The most common cause of severe hypercalcaemia in a hospitalised setting is malignancy. The responsible mechanisms are known to be secondary to local osteolysis, PTHrP mediated, 1,25-dihydroxyvitamin D (1,25(OH)₂D₃, calcitriol) secretion and ectopic parathyroid hormone (PTH).¹ PTHrP, as seen in our patient, is the most common cause and has usually been described in non-metastatic solid tumours (bladder, breast and squamous cell tumors) and non-Hodgkin lymphomas. In this sense, a bone scan and a positron emission tomography-computed tomography (PET-CT) were negative for metastasis and malignancy. Nevertheless, usually associated with mild/moderate levels of hypercalcaemia, hyperparathyroidism, overall, is known to be the most common cause of hypercalcaemia and was also ruled out.² As causes of secondary hyperucricaemia, drugs and/or diet supplements were excluded, as well as haemolytic disorders, obesity, psoriasis and myeloproliferative and/or lymphoproliferative disorders. There was no family history consistent with an inherited defect that could lead to purine overproduction.
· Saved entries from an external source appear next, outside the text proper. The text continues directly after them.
PR #3278, opened 2022-02-15
Update deploy_scheme to allow parallel keyword

darealMj:
An addition to https://github.com/Yelp/paasta/pull/3270 which will allow the keyword parallel to be seen as valid.

This is to facilitate #cid rolling out parallel steps to deploy.yamls.

This was tested on: https://github.yelpcorp.com/packages/py-gitolite/pull/51 (see test comment from Timmy)


dbgrigsby (approved):

anjaberens (approved):

tests/cli/test_cmds_check.py
```diff
@@ -285,6 +287,51 @@ def test_check_smartstack_check_is_ok_when_no_smartstack(mock_is_file_in_dir, ca
...
+                },
+                {
+                    'step': 'somesecurity.check',
+                },
+            ],
+            'step': 'anothercluster.something',
+            'wait_for_deployment': False,
+            'timeout': 3600,
+        }],
+    }
```
nemacysts, line 329: if we wanted to get real fancy, we could do something like this to make this test a little more modern (compared to the others in this file) by using pytest parametrization + mocking with a context manager:
(note - i wrote this in the github text field so the formatting is all messed up :p)
```suggestion
@pytest.mark.parametrize("config_dict,is_valid", (
        ({
        'pipeline': [{
             'parallel': [
                 {
                     'step': 'somecluster.something',
                 },
                 {
                     'step': 'somesecurity.check',
                },
             ],
             'step': 'anothercluster.something',
             'wait_for_deployment': False,
             'timeout': 3600,
          }],
    }, True),
    # invalid config - not expecting another key to have steps nested inside
    ({
        'pipeline': [{
             'not-parallel': [
                 {
                     'step': 'somecluster.something',
                 },
                 {
                     'step': 'somesecurity.check',
                },
             ],
             'step': 'anothercluster.something',
             'wait_for_deployment': False,
             'timeout': 3600,
          }],
    }, False),
  )
)
def test_check_parallel_schema(config_dict, is_valid):
    # Parallel steps is seen as valid
    with mock.patch("paasta_tools.cli.cmds.validate.get_config_file_dict", autospec=True, return_value=config_dict):
        assert validate_schema('my/fake-service','deploy') is is_valid
```
but this is just a suggestion - feel free to merge without doing this

tests/cli/test_cmds_check.py
```diff
@@ -285,6 +287,51 @@ def test_check_smartstack_check_is_ok_when_no_smartstack(mock_is_file_in_dir, ca
...
+
+    actual = validate_schema('my/fake-service','deploy') is True
+    assert actual is True
+
+@patch("paasta_tools.cli.cmds.validate.get_config_file_dict", autospec=True)
+def test_check_parallel_fails(mock_get_config_file_dict):
+    # Parallel steps is seen as valid
```
nemacysts, line 314: if we don't go for the suggestion below, this comment is inaccurate (looks like it wasn't changed when basing it off the test above?)

tests/cli/test_cmds_check.py
```diff
@@ -285,6 +287,51 @@ def test_check_smartstack_check_is_ok_when_no_smartstack(mock_is_file_in_dir, ca
...
+                    'step': 'somesecurity.check',
+                },
+            ],
+            'step': 'anothercluster.something',
+            'wait_for_deployment': False,
+            'timeout': 3600,
+        }],
+    }
+
+    actual = validate_schema('my/fake-service','deploy') is True
```
nemacysts, line 309:
```suggestion
    assert validate_schema('my/fake-service','deploy') is True
```
would be a little more idiomatic - especially since this is just one line and we're not using the value again to test for anything else (same thing in the failure-case test if we don't go for my proposed test change)

paasta_tools/cli/schemas/deploy_schema.json
```diff
@@ -125,8 +144,5 @@
             "type": "boolean"
         }
     },
-    "required": [
-        "pipeline"
-    ],
```
nemacysts, line 130: was this meant to be deleted? i think we want to enforce that there's no empty deploy.yaml files

darealMj: I was just here puzzling over why empty deploys started to pass. Yep it was an accident

tests/cli/test_cmds_check.py
darealMj: I actually like this fanciness. The only slight change is the return type for the failure would actually be None

tests/cli/test_cmds_check.py
darealMj: Yeah i like this fanciness. The only difference is the failing test should be None instead of False

dbgrigsby (approved):

tests/cli/test_cmds_check.py
```diff
@@ -285,6 +287,49 @@ def test_check_smartstack_check_is_ok_when_no_smartstack(mock_is_file_in_dir, ca
...
+            'wait_for_deployment': False,
+            'timeout': 3600,
+        }],
+    }
+
+    assert validate_schema('my/fake-service','deploy') is True
+
+@patch("paasta_tools.cli.cmds.validate.get_config_file_dict", autospec=True)
+def test_check_parallel_fails(mock_get_config_file_dict):
+    # Parallel steps is seen as invalid
```
nemacysts, line 313: super-nit: 
```suggestion
    # only "parallel" is allowed to have nested steps inside it
```

nemacysts (approved):

nemacysts (approved):

PR #3280, opened 2022-02-15
Use stdlib json to avoid ujson CVE

lsterk:
https://security.snyk.io/vuln/SNYK-PYTHON-UJSON-2359034 is an open CVE for the `ujson` python package. Although it looks like the library's maintainers are working on a PR for this, I don't suspect the value that `ujson` gives us justifies yet-another dependency that needs constant tending.

Using the `stdlib` is more common now than 6 years ago, when the built-in JSON library was slower; I suspect there are some performance gains we might be giving up, but avoiding libraries that rely on C-extensions also can simplify builds.


nemacysts (approved):
lgtm - i think we could easily replace ujson with orjson, but we can do that down the line

lsterk:
I'll wait for #3281 to get merged before releasing this (patch release), just to make sure the build is clean before I try to change anything.

PR #3281, opened 2022-02-15
Make paasta check-requirements clean

nemacysts:
We weren't actually running check-requirements in a way that blocked
things, so we had a decent chunk of unpinned requirements (both for dev
and real dependencies).


Makefile
```diff
@@ -74,7 +74,7 @@ clean:
 	-rm -rf .paasta
 
 yelpy: ## Installs the yelp-internal packages into the default tox environment
-	.tox/py37-linux/bin/pip-custom-platform install -i https://pypi.yelpcorp.com/simple -r yelp_package/extra_requirements_yelp.txt -r ./extra-linux-requirements.txt
```
nemacysts, line 77: pretty sure that `-r ./extra-linux-requirements.txt` is no longer needed - maybe an artifact of a bygone era when we maybe cared about running on not-linux (our laptops?)

requirements-minimal.txt
```diff
@@ -10,7 +10,6 @@ certifi
 choice >= 0.1
 cookiecutter >= 1.4.0
 croniter
-dataclasses >= 0.7; python_version < '3.7'
```
nemacysts, line 13: we use py37 - no need to conditionally include this backport :p

requirements.txt
```diff
@@ -3,7 +3,7 @@ addict==2.1.0
 aiohttp==3.7.4.post0
 argcomplete==0.8.1
 argparse==1.4.0
-arrow==0.12.1
+arrow==1.1.0
```
nemacysts, line 6: 0.12.1 was never used internally since we had things in our yelpy requirements that required newer versions

nemacysts (commented):
for all the new pins, I used what was downloaded on my devbox - `make test itest itest_bionic` all passed locally

nemacysts:
that said, we really should go one step further here and figure out a good way to make the yelpy requirements work with check-requirements

nemacysts:
hmm, looks like something might still be unpinned...

Makefile
```diff
@@ -74,7 +74,7 @@ clean:
...
+	.tox/py37-linux/bin/pip-custom-platform install -i https://pypi.yelpcorp.com/simple -r yelp_package/extra_requirements_yelp.txt
```
lsterk, line 77: It seems like the proper thing would be to put this in the tox file?

requirements-minimal.txt
lsterk: This wouldn't be true for package-based use cases; this file is used to populate the `install_requires` in `setup.py`, and there isn't a requirement that users of the `paasta-tools` package use py37 (e.g. `python_requires='>=3.7.0'`

yelp_package/extra_requirements_yelp.txt
```diff
@@ -1,22 +1,41 @@
 --index-url=https://pypi.yelpcorp.com/simple
+atomicfile==1.0
 cached-property==1.3.1
+cffi==1.15.0
+cffi==1.15.0
 clusterman_metrics==2.2.0
-crypto_lib==4.0.0
+crypto-lib==4.0.0
+cryptography==2.8
```
lsterk, line 8: is there a reason that we have to use such an old version? It might be worth ticketing this up, I'm actually surprised such an old version would work with newer libssl versions

Makefile
lsterk: (not that this is something required here, but seeing `.tox/py37-linux/bin/pip-custom-platform install` makes me cringe. It would be tricky to configure the alternative PyPI server without having a completely duplicated `tox` target)

requirements-minimal.txt
nemacysts: ugh, i forgot that we use paasta as a library in some places ;_; - lemme add this case explicitly in our setup.py since I don't want this to snowball into dropping support for a. python version that something might still be using internally (and that deps paasta)

yelp_package/extra_requirements_yelp.txt
nemacysts: i get the feeling that we just bump it whenever it causes an issue - lemme see what we can bump up to

Makefile
nemacysts: yea, i've been meaning to try to clean this repo's toxfile up when i have a sec :/

moving this to an optional step in our tox sounds good tho - i always get annoyed when i recreate my venv and forget to run this target :p

requirements-minimal.txt
nemacysts: actually, it looks like there's only one usecase at yelp that uses py36 and has paasta as a dep so i'm gonna go ahead and add a python_requires to gently nudge them :p

yelp_package/extra_requirements_yelp.txt
nemacysts: 3.0 works! (and is the highest we can bump to atm)

lsterk (approved):

ankit864 (approved):

Makefile
nemacysts: wow, having yelpy deps available broken a bunch of tests ;_;

EvanKrall (commented):
everything else seems fine if tests pass. The deleted tests are for dead functionality or never ran anyway.

tox.ini
```diff
@@ -19,11 +18,18 @@ deps =
...
+    # manually do so (through pip or make)
+    -pip-custom-platform install -i https://pypi.yelpcorp.com/simple -r yelp_package/extra_requirements_yelp.txt
 
 [testenv:tests]
 envdir = .tox/py37-linux/
 commands =
+    # these are only available at yelp so we optionally install them so that internal devs don't need to
+    # manually do so (through pip or make)
+    -pip-custom-platform install -i https://pypi.yelpcorp.com/simple -r yelp_package/extra_requirements_yelp.txt
+    check-requirements -vv
```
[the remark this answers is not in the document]
nemacysts: adding an additional env sounds like a good idea, lemme do that real fast

from a quick search it doesn't seem like we can really do any real logic for the default envlist, but i dunno how often people are running just a bare `tox`, so we can just pick an option imo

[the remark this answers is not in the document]
nemacysts: ok, I think https://github.com/Yelp/paasta/pull/3281/commits/ecf039a6d108e029e5aec1894be8e6ac99f256dd should be what we want?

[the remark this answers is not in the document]
nemacysts: (with https://github.com/Yelp/paasta/pull/3281/commits/7a2292fb0a66313b4ab94eff4eaf5efe898b0e76 on top of it, of course)

EvanKrall (approved):

PR #3282, opened 2022-02-16
[COREML-2697] spark-run defaults to kubernetes

gcollura:
## Changes

* make `kubernetes` the default option for `--cluster-manager`
* introduce `--disable-compact-bin-packing` which defaults to False
* make `--enable-compact-bin-packing` an always-True option which is basically a dummy option.
* update tests

### DIFF
--- a/paasta_tools/cli/cmds/spark_run.py
+++ b/paasta_tools/cli/cmds/spark_run.py
@@ -145,7 +145,19 @@ def add_subparser(subparsers):
     list_parser.add_argument(
         "-e",
         "--enable-compact-bin-packing",
-        help="Enabling compact bin packing will try to ensure executors are scheduled on the same nodes. Requires --cluster-manager to be kubernetes.",
+        help=(
+            "Enabling compact bin packing will try to ensure executors are scheduled on the same nodes. Requires --cluster-manager to be kubernetes."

The association of chronic tophaceous gout with severe hypercalcaemia is extremely rare and has been usually described to be secondary to 1-25 dihydroxyvitamin D (calcitriol) secretion. The proposed mechanism has been an enhanced 1α-hydroxylation of vitamin D in a proliferative chronic synovitis with granulomatous inflammation and giant cells (macrophages), with a consequent increase in active calcitriol that results in hypercalcaemia and/or hypercalciuria.^3,4 In this case calcitriol levels were normal and this possibility was excluded. In addition to this, after treatment with prednisone the levels of calcitriol were no different. On the other hand, PTHrP had never been, until now, described as the responsible cause of hypercalcaemia in gout. In our case, baseline PTHrP and calcium values were elevated and after medical treatment both returned to normal values. PTHrP usually causes hypophosphataemia and in this case the abnormal renal function could have diminished this last effect. Immobilisation is

another well-known cause of mild calcium elevations.⁵ It is likely that in this case this was an exacerbating rather than the primary factor. Local osteolysis was considered but even in advanced rheumatoid arthritis and other severe causes of bone erosions, hypercalcaemia has never been reported.

Management

Now rarely seen, chronic tophaceous gout represents the last stage of the natural history of gout. It is characterised by collections of solid urate in connective tissues such as cartilage, bursae, soft tissues, tendons, ligaments and enthesis. It is composed of deposits of MSU crystals that are usually surrounded by granulomatous inflammation.¹ Although clinical signs of acute inflammation sometimes occur in tophi, this is unusual; swelling accompanying a tophus is most often due to the mass of crystals itself.²

Treatment was initiated with calcitonin, hydration with intravenous saline solution at 250 ml/hour and prednisone with a consequent improvement in renal function and normocalcaemia restoration.⁶ PTH, 25-dihydroxyvitamin D, PTHrP and calcitriol returned to normal values and after 3 weeks, the patient was discharged with prednisone, NSAIDs and colchicine. At 6 months follow-up the tophi had improved, calcium levels were within the normal range and no pain was reported. In this case the overproduction of PTHrP and the immobilisation were the responsible mechanisms of the hypercalcaemia that was restored after prompt and optimal treatment.